**Given information**
^^^^^^^^^^^^^^^^
Issue #1669, opened 2025-07-13
Cannot associate log messages with specific instance of SftpClient


shadytester:
Assume I have a few instances of SftpClient, a few open connections and want to get log messages from each of them separately. How can I do this?
I can register custom implementation of ILoggerFactory but it will receive log messages from all existing instances and these messages do not have any info that would allow to distinglish their senders.

It looks like a design bug.

mus65:
You usually only have a single ILoggerFactory in an application. This type of context-specific information is usually added with a [Logging Scope](https://learn.microsoft.com/en-us/dotnet/core/extensions/logging?tabs=command-line#log-scopes). So you could e.g. add an instance specific Guid to the logging scope while using the instance. Then this Guid is automatically added to all log messages.

If you e.g. use the client as part of an ASP .NET Core Http Request, you may not even have to do this because ASP .NET Core will automatically create a scope which already includes e.g. the Request Path and a Request Id.

I suppose SSH.NET could add some kind of instance id to the scope itself, but I have not seen other libraries do this, probably because you usually already have other Scope information from e.g. an ASP .NET Core Http Request or a scope specific to a hosted service.

shadytester:
I need to use a few instances of SftpClient in my application and without ability to distinglish log messages the overal logging system becomes useless. Any workaround will work. Maybe it's possible to add a reference to related client object or any kind of its artificial "id" to the "state" parameter (it's a collection of key-value pairs)...

desdesdes:
1+. I would really love to see this feature implemented. We use different settings to communicate with various providers, and if there are any issues, we would appreciate being able to trace a specific SftpClient session without interfering with the global logging.

You should be able to implement this in a backward-compatible manner by allowing the LoggerFactory to be set on individual objects (for example, on the ConnectionInfo), while falling back to SshNetLoggingConfiguration.LoggerFactory if not set.

This approach would also enhance our ability to conduct unit tests, as singletons are not very unit test-friendly.

If I would create a pull request for this you you consider merging it?

mus65:
> You should be able to implement this in a backward-compatible manner by allowing the LoggerFactory to be set on individual objects (for example, on the ConnectionInfo), while falling back to SshNetLoggingConfiguration.LoggerFactory if not set.

[...]

PR #1673, opened 2025-07-18
Refactor logging to allow a loggerfactory per session

desdesdes:
Refactor logging to allow a loggerfactory per session specified in the ConnectionInfo.

This commit introduces an `ILoggerFactory` to various classes, replacing the static logger factory with an instance-based approach for more flexible and session-specific logging. These changes improve the logging framework's flexibility and maintainability and allow unit testing of logging.

### DIFF
--- a/src/Renci.SshNet/BaseClient.cs
+++ b/src/Renci.SshNet/BaseClient.cs
@@ -20,6 +20,8 @@ namespace Renci.SshNet
         /// Holds value indicating whether the connection info is owned by this client.
         /// </summary>
         private readonly bool _ownsConnectionInfo;
+
+        private readonly ILogger _logger;
         private readonly IServiceFactory _serviceFactory;
         private readonly object _keepAliveLock = new object();
         private TimeSpan _keepAliveInterval;
@@ -34,14 +36,6 @@ namespace Renci.SshNet
         /// The current session.
         /// </value>
         internal ISession? Session { get; private set; }
-
-        internal ILogger? Logger
-        {
-            get
-            {
-                return Session?.SessionLoggerFactory?.CreateLogger(GetType());
-            }
-        }
 
         /// <summary>
         /// Gets the factory for creating new services.
@@ -198,6 +192,7 @@ namespace Renci.SshNet
             _connectionInfo = connectionInfo;
             _ownsConnectionInfo = ownsConnectionInfo;
             _serviceFactory = serviceFactory;
+            _logger = (connectionInfo.LoggerFactory ?? SshNetLoggingConfiguration.LoggerFactory).CreateLogger(GetType());
             _keepAliveInterval = Timeout.InfiniteTimeSpan;
         }
 
@@ -351,7 +346,7 @@ namespace Renci.SshNet
         /// <exception cref="ObjectDisposedException">The method was called after the client was disposed.</exception>
         public void Disconnect()
         {
-            Logger?.LogInformation("Disconnecting client.");
+            _logger.LogInformation("Disconnecting client.");
 
             CheckDisposed();
 
@@ -450,7 +445,7 @@ namespace Renci.SshNet
 
             if (disposing)
             {
-                Logger?.LogDebug("Disposing client.");
+                _logger.LogDebug("Disposing client.");
 
                 Disconnect();
 
@@ -513,7 +508,7 @@ namespace Renci.SshNet
                 }
                 catch (Exception ex)
                 {
-                    Logger?.LogError(ex, "Error sending keepalive message");
+                    _logger.LogError(ex, "Error sending keepalive message");
                 }
                 finally
                 {
--- a/src/Renci.SshNet/BaseClient.cs
+++ b/src/Renci.SshNet/BaseClient.cs
@@ -20,8 +20,6 @@ namespace Renci.SshNet
         /// Holds value indicating whether the connection info is owned by this client.
         /// </summary>
         private readonly bool _ownsConnectionInfo;
-
-        private readonly ILogger _logger;
         private readonly IServiceFactory _serviceFactory;
         private readonly object _keepAliveLock = new object();
         private TimeSpan _keepAliveInterval;
@@ -36,6 +34,14 @@ namespace Renci.SshNet
         /// The current session.
         /// </value>
         internal ISession? Session { get; private set; }
+
+        internal ILogger? Logger
+        {
+            get
+            {
+                return Session?.SessionLoggerFactory?.CreateLogger(GetType());
+            }
+        }
 
         /// <summary>
         /// Gets the factory for creating new services.
@@ -192,7 +198,6 @@ namespace Renci.SshNet
             _connectionInfo = connectionInfo;
             _ownsConnectionInfo = ownsConnectionInfo;
             _serviceFactory = serviceFactory;
-            _logger = SshNetLoggingConfiguration.LoggerFactory.CreateLogger(GetType());
             _keepAliveInterval = Timeout.InfiniteTimeSpan;
         }
 
@@ -346,7 +351,7 @@ namespace Renci.SshNet
         /// <exception cref="ObjectDisposedException">The method was called after the client was disposed.</exception>
         public void Disconnect()
         {
-            _logger.LogInformation("Disconnecting client.");
+            Logger?.LogInformation("Disconnecting client.");
 
             CheckDisposed();
 
@@ -445,7 +450,7 @@ namespace Renci.SshNet
 
             if (disposing)
             {
-                _logger.LogDebug("Disposing client.");
+                Logger?.LogDebug("Disposing client.");
 
                 Disconnect();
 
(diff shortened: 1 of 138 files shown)


src/Renci.SshNet/BaseClient.cs
```diff
@@ -192,7 +198,6 @@ private protected BaseClient(ConnectionInfo connectionInfo, bool ownsConnectionI
             _connectionInfo = connectionInfo;
             _ownsConnectionInfo = ownsConnectionInfo;
             _serviceFactory = serviceFactory;
-            _logger = SshNetLoggingConfiguration.LoggerFactory.CreateLogger(GetType());
```
Rob-Hague, line 195: The new Logger property is going to instantiate a new logger object on each access. Could it instead keep this line, instantiating the field from `connectionInfo.LoggerFactory`, with a `??` fallback to the static factory like you have done in Session?

src/Renci.SshNet/ForwardedPortLocal.cs
```diff
@@ -103,7 +103,7 @@ public ForwardedPortLocal(string boundHost, uint boundPort, string host, uint po
             Host = host;
             Port = port;
             _status = ForwardedPortStatus.Stopped;
-            _logger = SshNetLoggingConfiguration.LoggerFactory.CreateLogger<ForwardedPortLocal>();
+            _logger = Session.SessionLoggerFactory.CreateLogger<ForwardedPortLocal>();
```
Rob-Hague: I have kicked off a test run. I think it is going to show NullReferenceException from this line (lots of files are still not null-annotated)

src/Renci.SshNet/Security/KeyExchange.cs
```diff
@@ -69,7 +69,7 @@ public byte[] ExchangeHash
         /// </summary>
         protected KeyExchange()
         {
-            _logger = SshNetLoggingConfiguration.LoggerFactory.CreateLogger(GetType());
+            _logger = Session.SessionLoggerFactory.CreateLogger(GetType());
```
Rob-Hague: here also will probably be NRE

Rob-Hague:
ah and unfortunately a lot of the mocking tests are "strict" in that they expect every interface call to be declared. I think you can do whatever is easiest to get them working i.e. remove the strictness if it helps

src/Renci.SshNet/BaseClient.cs
```diff
@@ -37,6 +35,14 @@ public abstract class BaseClient : IBaseClient
...
         internal ISession? Session { get; private set; }
 
+        internal ILogger? Logger
+        {
+            get
+            {
+                return Session?.SessionLoggerFactory?.CreateLogger(GetType());
+            }
+        }
+
```
mus65: This could be made non-nullable, so the `Logger?.` could be avoided as well.

```suggestion
        internal ILogger Logger
        {
            get
            {
                return Session?.SessionLoggerFactory?.CreateLogger(GetType()) ?? NullLogger.Instance;
            }
        }

```

src/Renci.SshNet/BaseClient.cs
desdesdes: Thanks. Updated as suggested.

src/Renci.SshNet/ForwardedPortLocal.cs
desdesdes: This is hard to solve without a ?. For now i changed the code to create the logger only when logging is needed. Because the `Session` property could change during the lifetime of the `ForwardedPort` I chose not to cache the logger, but get an instance only when needed. Looking at the code this should only occur in exceptional cases.

src/Renci.SshNet/Security/KeyExchange.cs
desdesdes: Thanks. Updated as suggested.

src/Renci.SshNet/BaseClient.cs
desdesdes: Thanks. Solved by implementing the change after @Rob-Hague comment.

desdesdes:
> ah and unfortunately a lot of the mocking tests are "strict" in that they expect every interface call to be declared. I think you can do whatever is easiest to get them working i.e. remove the strictness if it helps

Removing the strictness and working around the null return would require a lot of ?? code in the library. So for now i chose the setup the logger everywhere. This create a lot of additions to the unit test, but I think this is the cleanest solution for now.

src/Renci.SshNet/Connection/ConnectorBase.cs
```diff
@@ -15,13 +15,15 @@ namespace Renci.SshNet.Connection
     internal abstract class ConnectorBase : IConnector
     {
         private readonly ILogger _logger;
+        private readonly ILoggerFactory _loggerFactory;
```
Rob-Hague: nit: field not needed

```suggestion
```

src/Renci.SshNet/SubsystemSession.cs
```diff
@@ -72,6 +72,14 @@ public bool IsOpen
             get { return _channel is not null && _channel.IsOpen; }
         }
 
+        public ILoggerFactory SessionLoggerFactory
+        {
+            get
+            {
+                return _session.SessionLoggerFactory;
```
Rob-Hague, line 79: _session could potentially be null here. I think it is fine to make _session readonly and remove the `_session = null;` line in Dispose

src/Renci.SshNet/Session.cs
```diff
@@ -352,6 +352,14 @@ public string ClientVersion
         /// </value>
         public ConnectionInfo ConnectionInfo { get; private set; }
 
+        /// <summary>
+        /// Gets the logger factory for this session.
+        /// </summary>
+        /// <value>
+        /// The logger factory for this session.
+        /// </value>
+        public ILoggerFactory SessionLoggerFactory { get; private set; }
```
Rob-Hague:
```suggestion
        public ILoggerFactory SessionLoggerFactory { get; }
```

src/Renci.SshNet/ConnectionInfo.cs
```diff
@@ -495,5 +497,13 @@ IList<IAuthenticationMethod> IConnectionInfoInternal.AuthenticationMethods
             get { return AuthenticationMethods.Cast<IAuthenticationMethod>().ToList(); }
 #pragma warning restore S2365 // Properties should not make collection or array copies
         }
+
+        /// <summary>
+        /// Gets or sets logger factory for this connection.
+        /// </summary>
+        /// <value>
+        /// The logger factory for this connection. If <see langword="null"/> then <see cref="SshNetLoggingConfiguration.LoggerFactory"/> should be used.
```
Rob-Hague:
```suggestion
        /// The logger factory for this connection. If <see langword="null"/> then <see cref="SshNetLoggingConfiguration.LoggerFactory"/> is used.
```

Rob-Hague (commented):
LGTM otherwise, although I have not tried it out to see if it addresses #1669 (I trust you have done that)

@mus65 any other comments?

mus65:
> LGTM otherwise, although I have not tried it out to see if it addresses #1669 (I trust you have done that)
> 
> @mus65 any other comments?

I will take a closer look on the weekend.

src/Renci.SshNet/Connection/ConnectorBase.cs
desdesdes: Thanks. Fixed according to suggestion.

src/Renci.SshNet/SubsystemSession.cs
desdesdes: Thanks. Fixed according to suggestion.

src/Renci.SshNet/Session.cs
desdesdes: Thanks. Fixed according to suggestion.

src/Renci.SshNet/ConnectionInfo.cs
desdesdes: Thanks. Fixed according to suggestion.

mus65:
LGTM. I wrote [a test case for this](https://github.com/mus65/SSH.NET/commit/27903c8690d036848d2c0cf6971567bd4171305f) in a separate branch, but I'm not sure it's worth adding since it requires yet another dependency (test-only though). I would leave this up to @Rob-Hague .

This imho makes SshNetLoggingConfiguration kind of obselete, but marking it obsolete after just introducing it doesn't seem sensible. 😄

mus65 (approved):

Rob-Hague (approved):

Rob-Hague:
> LGTM. I wrote [a test case for this](https://github.com/mus65/SSH.NET/commit/27903c8690d036848d2c0cf6971567bd4171305f) in a separate branch, but I'm not sure it's worth adding since it requires yet another dependency (test-only though). I would leave this up to @Rob-Hague .

That's a nice test to validate this change. I imagine it is less useful going forward (although perhaps moreso than some other tests...)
^^^^^^^^^^^^^^^^
**Try it**
When you reach the line that contains "Assume I have", stop; output it and every line before it from the start of the data, exactly as written.

**Response area**
Issue #1669, opened 2025-07-13
Cannot associate log messages with specific instance of SftpClient


shadytester:
Assume I have a few instances of SftpClient, a few open connections and want to get log messages from each of them separately. How can I do this?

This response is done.